Enhanced Detection of Conversational Mental Manipulation Through Advanced Prompting Techniques
Ivory Yang, Xiaobo Guo, Sean Xie, Soroush Vosoughi
TL;DR
The paper addresses detecting dialogical mental manipulation with prompting techniques on large language models. It systematically compares Zero-Shot, Few-Shot, and Chain-of-Thought prompting (both with and without examples) on the MentalManipCon dataset using GPT-3.5 and GPT-4o, evaluating precision, recall, and F1 metrics. A key finding is that Few-Shot CoT achieves the highest accuracy, while CoT without examples can underperform, particularly for more capable models, with notable biases such as overemphasizing verbal cues.

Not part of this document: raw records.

PR #182, opened 2019-02-24
add pingcheck monitoring for the wan interface

pmelange:
When the wan interface looses internet connectivity, The no-tunnel uplink does not go down automatically.  Additionally, and locally generated traffic will still continue to use the wan interface (dnsmasq, statistics, ping).

uplink no-tunnel:
The scripts, when installed with pingcheck, will take down or up the ffuplink interface when the internet is not reachable via the wan interface.
    
The pingcheck package is now a dependency of freifunk-berlin-uplink-no-tunnel

network-defaults:
The scripts, when installed with pingcheck, will set routing rules for locally generated traffic depending on if the wan interface has connectivity to the internet.  When the wan interface looses connectivity, new ip rules are put in place to put the olsr-tunnel and olsr-default tables with a higher priority than the main table. When connectivity returns, the rules are removed.

The pingcheck package is now a dependency of freifunk-berlin-network-defaults

Additionally there is the migration.

This addresses issues https://github.com/freifunk-berlin/firmware/issues/659, https://github.com/freifunk-berlin/firmware/issues/660, https://github.com/freifunk-berlin/firmware/issues/623#issuecomment-439982378,

### DIFF
--- a/defaults/freifunk-berlin-network-defaults/Makefile
+++ b/defaults/freifunk-berlin-network-defaults/Makefile
@@ -1,7 +1,7 @@
 include $(TOPDIR)/rules.mk
 
 PKG_NAME:=freifunk-berlin-network-defaults
-PKG_VERSION:=0.1.0
+PKG_VERSION:=0.2.0
 PKG_RELEASE:=1
 
 PKG_BUILD_DIR:=$(BUILD_DIR)/$(PKG_NAME)
@@ -13,7 +13,7 @@ define Package/freifunk-berlin-network-defaults
   CATEGORY:=freifunk-berlin
   TITLE:=Freifunk Berlin network default configuration
   URL:=http://github.com/freifunk-berlin/packages_berlin
-  DEPENDS+= +freifunk-berlin-lib-guard +iwinfo
+  DEPENDS+= +freifunk-berlin-lib-guard +iwinfo +pingcheck
   PKGARCH:=all
 endef
 
@@ -38,6 +38,10 @@ define Package/freifunk-berlin-network-defaults/install
 	$(CP) ./hotplug.d/iface/* $(1)/etc/hotplug.d/iface/
 	$(INSTALL_DIR) $(1)/lib/functions
 	$(CP) ./lib/functions/* $(1)/lib/functions/
+	$(INSTALL_DIR) $(1)/etc/pingcheck/online.d
+	$(CP) ./pingcheck/online.d/* $(1)/etc/pingcheck/online.d/
+	$(INSTALL_DIR) $(1)/etc/pingcheck/offline.d
+	$(CP) ./pingcheck/offline.d/* $(1)/etc/pingcheck/offline.d/
 endef
 
 $(eval $(call BuildPackage,freifunk-berlin-network-defaults))
--- a/defaults/freifunk-berlin-network-defaults/pingcheck/offline.d/60-freifunk-wan
+++ b/defaults/freifunk-berlin-network-defaults/pingcheck/offline.d/60-freifunk-wan
@@ -1,0 +1,10 @@
+#!/bin/sh
+
+[ "$INTERFACE" = wan ] || exit
+
+# Internet connectivity via WAN is down, reroute all locally generated traffic
+# over the mesh network.
+logger -t freifunk-pingcheck "WAN is down, rerouting all local traffic over the mesh network"
+ip rule add prio 3000 iif lo lookup olsr-tunnel
+ip rule add prio 3001 iif lo lookup olsr-default
+
--- a/defaults/freifunk-berlin-network-defaults/pingcheck/online.d/60-freifunk-wan
+++ b/defaults/freifunk-berlin-network-defaults/pingcheck/online.d/60-freifunk-wan
@@ -1,0 +1,10 @@
+#!/bin/sh
+
+[ "$INTERFACE" = wan ] || exit
+
+# Internet connectivity via WAN is up, reroute all locally generated traffic
+# over WAN.
+logger -t freifunk-pingcheck "WAN connectivity is up, routing all local traffic through WAN"
+ip rule del prio 3000 iif lo lookup olsr-tunnel
+ip rule del prio 3001 iif lo lookup olsr-default
+
--- a/defaults/freifunk-berlin-network-defaults/uci-defaults/freifunk-berlin-pingcheck-defaults
+++ b/defaults/freifunk-berlin-network-defaults/uci-defaults/freifunk-berlin-pingcheck-defaults
@@ -1,0 +1,15 @@
+#!/bin/sh
+
+. /lib/functions.sh
+
+# remove the sta interface, leaving only wan
+uci del pingcheck.@interface\[1\]
+
+# set the host to the anycast host livecheck.berlin.freifunk.net
+uci set pingcheck.@default\[0\].host=livecheck.berlin.freifunk.net
+
+# set the default timeout to 60 seconds
+uci set pingcheck.@default\[0\].timeout=60
+
+uci commit pingcheck
+
--- a/uplinks/freifunk-berlin-uplink-no-tunnel/Makefile
+++ b/uplinks/freifunk-berlin-uplink-no-tunnel/Makefile
@@ -2,7 +2,7 @@
 include $(TOPDIR)/rules.mk
 
 PKG_NAME:=freifunk-berlin-uplink-notunnel-files
-PKG_VERSION:=0.2.0
+PKG_VERSION:=0.3.0
 PKG_RELEASE:=1
 
 PKG_BUILD_DIR:=$(BUILD_DIR)/$(PKG_NAME)
@@ -14,7 +14,7 @@ define Package/$(PKG_NAME)
   CATEGORY:=freifunk-berlin
   TITLE:=Freifunk Berlin no tunnel files
   URL:=http://github.com/freifunk-berlin/packages_berlin
-  DEPENDS+=+freifunk-berlin-lib-guard +kmod-veth +freifunk-berlin-network-defaults
+  DEPENDS+=+freifunk-berlin-lib-guard +kmod-veth +freifunk-berlin-network-defaults +pingcheck
   PROVIDES:=freifunk-berlin-uplink
   PKGARCH:=all
 endef
@@ -38,6 +38,10 @@ endef
 define Package/$(PKG_NAME)/install
 	$(INSTALL_DIR) $(1)/etc/uci-defaults
 	$(CP) ./uci-defaults/* $(1)/etc/uci-defaults
+	$(INSTALL_DIR) $(1)/etc/pingcheck/online.d
+	$(CP) ./files/etc/pingcheck/online.d/* $(1)/etc/pingcheck/online.d
+	$(INSTALL_DIR) $(1)/etc/pingcheck/offline.d
+	$(CP) ./files/etc/pingcheck/offline.d/* $(1)/etc/pingcheck/offline.d
 endef
 
 $(eval $(call BuildPackage,$(PKG_NAME)))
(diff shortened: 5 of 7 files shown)


utils/freifunk-berlin-migration/uci-defaults/freifunk-berlin-01-migration.sh
```diff
@@ -553,6 +559,7 @@ migrate () {
     r1_1_0_update_uplink_notunnel_name
     r1_1_0_remove_olsrd_garbage_collection
     r1_1_0_remove_advanced_firewall
+    r1_1_0_pingcheck
```
SvenRoederer: Do we need a migration?
Migration will only run, when the current firmware is newer than the installed config-files. as till now, there was no pingcheck package installed, there will be no configuration that needs to be migrated.

pmelange: I wasn't sure if it would set up a new package's config fine by running an upgrade or not.  

On a frest install, first the default config for pingcheck is saved in /etc/config/pingcheck.  Then at some time during the boot process the uci-defaults script is called setting up the interface and ping address to check.

By an upgrade, I'm not so sure what will happen.  
* Does the default config file from the pingcheck package get installed in /etc/config/pingcheck (a file which was not in the sysupgrade backup)?  
* Afterwards, does the uci-defaults script get called?  Notice, there isn't a guard.  Should there be?

pmelange:
It is probably not good to use the address 77.87.48.12 because of the problems with routing at the StromStr. Data Center.  [1][2][3][4][5] (there are surely more links).  Is there another universally reachable ping host that we can use?

[1] https://lists.berlin.freifunk.net/pipermail/berlin/2019-February/039220.html
[2] https://lists.berlin.freifunk.net/pipermail/berlin/2018-March/037359.html
[3] https://lists.berlin.freifunk.net/pipermail/berlin/2018-March/037450.html
[4] https://lists.berlin.freifunk.net/pipermail/berlin/2019-April/039345.html
[5] https://lists.berlin.freifunk.net/pipermail/berlin/2018-August/038173.html

pmelange:
I find it unfortunate that a PR made in Feb is now being looked at for the first time.

sarumpaet:
For dyngw we used DNS servers for ping check: https://github.com/freifunk-berlin/firmware-packages/blob/de464273780bc74928cfb8a13f27d20291b19c3b/defaults/freifunk-berlin-olsrd-defaults/uci-defaults/freifunk-berlin-olsrd-defaults#L41

pmelange:
The host 77.87.48.12 is now reachable from everywhere on the backbone (since 1 week).  So, it is not an issue (see https://github.com/freifunk-berlin/firmware-packages/pull/182#issuecomment-494028861) .  The host is ping.berlin.freifunk.net.  I would like to use this host because it means that we are relying on our infrastructure.  But certainly using one/all of the DNS servers listed in the profiles would be possible. 

One drawback from using the DNS servers is that the configuration of pingcheck would have to be added to the wizard (after the user chooses which profile to use) so each community uses their own ping host.  

Otherwise, we would have to hard code the addresses to the pingcheck configs.  This can also lead to problems like:

https://github.com/freifunk-berlin/firmware/issues/682
https://github.com/freifunk-berlin/firmware/issues/551

sarumpaet:
77.87.48.12 is just the monitor.berlin.freifunk.net host, and its ping... alias was created to have a _hostname_ not bound to the monitor VM for use in the collectd client config. It's actually likely that 77.87.48.12 will go away at some point in the future (replacing the monitor with something else, probably on a different VM, has been talked about for some while).

The idea behind using the DNS servers was to make sure to not introduce _another_ point if failure. I.e., if _all_ the DNS servers are not responding, it doesn't matter if dyngw fails as well. :) (and, at that point, we had exactly the thing happening that you're setting up now - previously, dyngw depended on the berlin.freifunk.net static IP, but that changed some years ago, with nosy's server moving)

At this point I would recommend just to use the dyngw settings and **put a comment** in there.
Just having some random IP in the config (as this PR does currently) is asking for trouble.
(that's why we added those comments to the dyngw config)

pmelange:
It seems like according to https://github.com/br101/pingcheck/blob/master/README.md only one host can be used in the pingcheck package.  Which one of the DNS servers should we use?  We could also use 8.8.8.8 or 1.1.1.1

SvenRoederer:
What about using an anycast target? this brings redundancy and low hop-count.
Back in the days I used 192.88.99.1 for 6to4-tunneling

pmelange:
8.8.8.8 is also an anycase address.  But I am fine with 192.88.99.1.  Are there any objections?

Also, I'm still not sure about the migration script.  I'm going to drop that commit from this branch.  If any problems arise, we will have to fix it later.

SvenRoederer:
then I'd prefer 8.8.8.8, as this infrastructure might be more powerful than the 6to4 gateways

utils/freifunk-berlin-migration/uci-defaults/freifunk-berlin-01-migration.sh
pmelange: migrations has been removed

pmelange:
Changes pushed

sarumpaet:
For dyngw we explicitly didn't use 8.8.8.8 because depending on Google is somewhat surprising in a project that wants to be decentralized.

Why does this have to be an IP address? Docs say 
> host: IP Address or hostname of ping destination

So why not just using `ping.berlin.freifunk.net` there?

SvenRoederer:
@sarumpaet do you think on using the DNS-entry just as some kind of alias to redirect to an IP-address and not having something hardcoded into the firmware?

Using the 8.8.8.8 or an other anycast host-set seems to me a good decentralized setup, much more than forcing our volunteer-admins to ensure 24/7 availability of one host. I remember back the shutdown of the old ping-host ...

sarumpaet:
Yes. It would be better to have multiple destinations, but if that's not supported, at least we shouldn't hardcode a Google IP.

pmelange:
How about cloudflare's 1.1.1.1 anycast address?

https://en.wikipedia.org/wiki/1.1.1.1

booo:
Please use a DNS-entry in the firmeware!!!

Maybe ping.berlin.freifunk.net should point to multiple IP addresses we control?

I don't think adding self maintained infrastructure as target for the pingcheck creates more work for us/the admins.

pmelange:
> Maybe ping.berlin.freifunk.net should point to multiple IP addresses we control?

What you propose (and correct me if i'm wrong) sound more like roundrobin dns.  I don't think that is going to help us.  If ping.berlin.freifunk.net replies with multiple addresses and the first one which is used is offline, the program using it will still use the unreachable address and produce a false negative.  

What would be the best would be our own anycast address.  Then (as far as I understand it) each machine we want to assign to ping.berlin.freifunk.net would have this anycast addr in it's configuration.

I'm not sure who can set this up for us, but if we do set up ping.berlin.freifunk.net as an anycast address, perhaps also using our partners like ffnw, then I would find this an excellent solution.

booo:
If ping.berlin.* returns multiple addresses (unicast or anycast) the addresses are returned in random order. If one of the addresses is not reachable the next ping check will test another address and at some point find an address that is reachable.

I guess we don't have the resources to announce our own anycast ip range. As far as I know you just announce the IP with BGP. But you can't announce one IP (/32). You have to announce at least a /24.

If we use a dns entry we can merge this pull request and discuss the actual IPs we use later on.

pmelange:
> If ping.berlin.* returns multiple addresses (unicast or anycast) the addresses are returned in random order.

That is true for the first time the name resolution is called, but then the results get cached and afterwards the same IP is given for each successive call.

---

Plus, and I just though of it, one of the problems we are trying to fix is the following situation.  The WAN port is connected to a DSL router which has no internet.  DNS lookups fail so using a hostname will just time out or fail and result in not having an address to ping.  For this reason, I think it may be better to have a hard coded and reliable anycast address.

sarumpaet:
The `ping` program only ever uses the first record.

> DNS lookups fail so using a hostname will just time out or fail and result in not having an address to ping.

If that really breaks the pingcheck program until reboot that's clearly a bug. Have you actually seen that behaviour?

I'm strictly against hardcoding fixed IPs in the router unless absolutely necessary, and I'm also opposed against hardcoding and relying on Google or Cloudflare IPs. I feel the latter would go strongly against the Freifunk spirit, plus it's super lame to have to tell people who are worried about privacy this: "You have to allow access to DNS and tunnel servers. And Google."

I added `livecheck.berlin.freifunk.net` (currently the monitor host; we can worry about the details later). Using a dedicated hostname (not ping.berlin) is better as ping.berlin is used for collectd latency checks and should, to keep measurements deterministic, resolve to one IP with a defined network topology, and not use anycast or anything of the like.

pmelange:
> If that really breaks the pingcheck program until reboot that's clearly a bug. Have you actually seen that behaviour?

I honestly haven't tested what would happen if a DNS lookup fails with pingcheck.  I can test it later (currently building another test) and report later.

> I'm strictly against hardcoding fixed IPs in the router unless absolutely necessary, and I'm also opposed against hardcoding and relying on Google or Cloudflare IPs

Another option would be to use the DNS root servers.  for example, i.root-servers.net -> Netnod (https://en.wikipedia.org/wiki/Root_name_server#Root_server_addresses).  They are also anycast.

> Using a dedicated hostname (not ping.berlin) is better as ping.berlin is used for collectd latency checks and should, to keep measurements deterministic, resolve to one IP with a defined network topology, and not use anycast or anything of the like.

good point about not using ping.berlin.  But relying on our own infrastructure still leaves me worried.

pmelange:
OK.  I have done some testing and here are the results.

* Using a hostname works fine
* Using a dns root server works fine (anycast address)
* The pingcheck daemon requests the dns entry every 10 pings (new roundrobin result).  It doesn't matter what the interval is set to.  I tried it with 2 second and with 10 seconds.

Assuming we will be using a hostname, here are the scenarios I can think of.

With roundrobin dns, if one destination machine is down, the pingcheck daemon could try to ping it up to 10 times.  After the 10th ping, there is a 1 in N chance of getting the same IP address as earlier (N is the number of entries in the rr-dns record).  To me, this means that the reliability of using rr-dns is dependent on __all__ the machines staying online.

With anycast, the reliability is dependant on BGP and how often the advertisements are sent out.  The default is 30 seconds for eBGP peers and 5 seconds for iBGP peers. I'm definately not an expert with BGP, but it seems to me that reliability is greater than with rr-dns.

I have set up pingcheck with an interval of 10 and a timeout of 30.  It's very improbable (not impossible), that there would be 3 consecutive false-negative pings in a row.

Tunneldigger has a timeout of 60 seconds.  Perhaps it makes sense to increase the timeout to match tunneldigger.  6 false-negative pings in a row is exponentially more unlikely than 3.

I propose using ```i.root-servers.net``` for the pinghost keeping the interval at 10 seconds and setting the timeout to 60 seconds.

---

p.s. just in case you want to know why I like i.root-servers.net is simply because I like how it reads. "I root servers" :)

pmelange:
I have force-pushed the following changes:

host=i.root-servers.net
timeout=60

@booo @sarumpaet @SvenRoederer How do you feel about this?

sarumpaet:
I changed `livecheck.berlin` to be a CNAME of that; I'd rather have berlin.freifunk.net hostnames in router configs than anything else, as we can do some live fixes if need be that way. Also, I'm not sure root-servers.net is that great as a) we don't have any SLA with them and b) nobody says those server(s) will continue to respond to ping at all, but with the livecheck thing we can postpone that discussion.

pmelange:
@sarumpaet I find that a wonderful compromise.  The changes have been pushed

pmelange:
These commits have been cherry-picked into Gonzo-1.1.0-rc1.  It would be great if these changes were merged into the master branch.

The work contributes insights into prompt design for manipulation detection and outlines future directions, including iterative and self-consistent prompting and bias-aware analysis in a long-term research agenda.
Abstract
This study presents a comprehensive, long-term project to explore the effectiveness of various prompting techniques in detecting dialogical mental manipulation. We implement Chain-of-Thought prompting with Zero-Shot and Few-Shot settings on a binary mental manipulation detection task, building upon existing work conducted with Zero-Shot and Few- Shot prompting. Our primary objective is to decipher why certain prompting techniques display superior performance, so as to craft a novel framework tailored for detection of mental manipulation. Preliminary findings suggest that advanced prompting techniques may not be suitable for more complex models, if they are not trained through example-based learning.